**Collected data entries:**

PR #187, opened 2017-11-02
Devops 157 support developers

deepfire:
- dev-env key generation
- DNS provisioning in the `aws.iohkdev.io` domain

### DIFF
--- a/iohk/NixOps.hs
+++ b/iohk/NixOps.hs
@@ -84,7 +84,7 @@ module NixOps (
   , URL(..)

**Work to complete:**
Every single entry above has to be copied exactly.

**Completed task:**
PR #187, opened 2017-11-02
Devops 157 support developers

deepfire:
- dev-env key generation
- DNS provisioning in the `aws.iohkdev.io` domain

### DIFF
--- a/iohk/NixOps.hs
+++ b/iohk/NixOps.hs
@@ -84,7 +84,7 @@ module NixOps (
   , URL(..)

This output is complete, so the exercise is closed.